SHARKEY AND THE JABBERWOCK – Chapter 14 – “Sharkey Meets the Knights” by Richard F. Yates

[Hey folks! You might not remember this—it’s been so long since my previous chapter—but I’ve been editing and sharing my serialized story, SHARKEY AND THE JABBERWOCK, for a while now, and believe it or not, I’ve finally gotten around to posting another episode! When we last left the story, the Knights of 58th Street, led by their foul-mouthed founder, Adam, had cornered a creature that had been killing all the animals in the neighborhood…and that little adventure REALLY didn’t go too well for them! (If you don’t remember any of this, or if you’ve never heard of Detective Sharkey, go HERE, and you can start the story from the beginning!) We now rejoin the story, which is already in progress!!! —RFY]

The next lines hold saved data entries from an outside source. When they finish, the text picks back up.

PR #226, opened 2017-08-01
fix(spelling): run most code through a spell checker

Haroenv:
I did change `unserialize` to `deserialize`, so it's not only comments and text that changed, but it's not a public method, so it should be okay.

### DIFF
--- a/src/store.js
+++ b/src/store.js
@@ -3,7 +3,7 @@ import algoliaHelper from 'algoliasearch-helper';
 import { version } from '../package.json';
 import {
   serialize as serializeHelper,
-  unserialize as unserializeHelper,
+  deserialize as deserializeHelper,
 } from './helper-serializer';
 
 import sanitizeResults from './sanitize-results';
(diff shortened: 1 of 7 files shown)


src/store.js
```diff
@@ -199,6 +199,7 @@ export class Store {
     return this._helper.lastResults.processingTimeMS;
   }
 
+  // todo: change to goToFirstPage()
```
Haroenv: I'm not sure how to change this one without breaking change

rayrutjes: I was thinking of removing those.
We don't use them.

rayrutjes: BTW that is what Beta's are for, I doubt there are custom components relying on that un-documented method.

rayrutjes: Please do a separate PR though if you are to merge this one.

Haroenv: Will do a second PR to remove this

rayrutjes:
You push it, you merge it @Haroenv  😁

PR #235, opened 2017-08-02
chore: flag src dir as Vue

rayrutjes:


Haroenv:
Were the `.vue` files not picked up before?

rayrutjes:
Yes they were but not enough in the balance apparently.

Haroenv:
probably because of the test files?

rayrutjes:
yes, and some components are pure JS as well.

PR #240, opened 2017-08-03
Add BEM classes to some RefinementList tags

julienbourdeau:
I added to be closer to the original InstantSearch.


julienbourdeau:
🎉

Sharkey was sitting in his unmarked car outside the apartment where the four young adults had been slaughtered (you remember, way back in chapter one) when he got the call. A couple of kids had been attacked by something “strange.” One of the kids was in critical condition at St. Fallacies with a punctured lung, damage to his spinal cord, and lots of missing meat.

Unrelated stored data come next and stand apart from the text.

Issue #241, opened 2017-08-04
Refresh results in single page application


a4anes:
After adding new record, instant search <ais-results> does not update. I need a way to show new items. Is there any solution?

```vue
<ais-results>
	<template scope="{ result }">
		<li class="list-group-item">
			<a href="#"><strong><ais-highlight :result="result" attribute-name="name"/></strong></a>
		</li>
	</template>
</ais-results>
```

Haroenv:
Just for clarity, you mean that when you add new items to the index, they don't show up immediately in the `results`?

a4anes:
@Haroenv Yes, exactly.

Haroenv:
It's not as simple as it seems, but it's possible. The first thing you need to do is use a custom search store, so that you can call methods on the API client. That's described [here](https://community.algolia.com/vue-instantsearch/getting-started/search-store.html#how-to-manually-create-a-search-store). Then in the place you're indexing, you'll need to [waitTask](https://www.algolia.com/doc/api-client/php/indexing/#wait-for-operations) so that you know _when_ a certain record is indexed.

Sharkey smelled it as soon as he parked—not as strong as it had been in the apartment, but definitely the same stink. Rot and candy and hatred and nightmares.

Jensen waved at Sharkey from the porch of the house where he was standing next to three tired looking boys huddled under wool blankets. Sharkey held up a paw but followed his nose down the driveway towards the forensics team and a carnival of lights, police tape, cameras, and blood. He hoped the crew’s activity hadn’t smothered every shred of evidence that he might have found, but as he drew nearer the garage, he actually had to control his breathing, pull in quick, careful puffs of air, to keep from being overwhelmed by the smell.

The bright shine of the halogens scorched the scene, but despite the lights, which kicked off a massive odor of their own, Sharkey easily found the trail of relatively fresh, blackish blood.

“Huh…” he grumbled. “One of the little bastards actually hurt it.” He nodded absently at a few techs who yelped quick greetings to him as they passed, but his attention was focused on the trail of rot-blood that sizzled in his nostrils. He followed the pungent splashes toward the backyard, but could tell within a few steps that the creature, whatever it might be, was healing quickly. By the time he reached the hedge that the thing had jumped through, its blood had stopped flowing.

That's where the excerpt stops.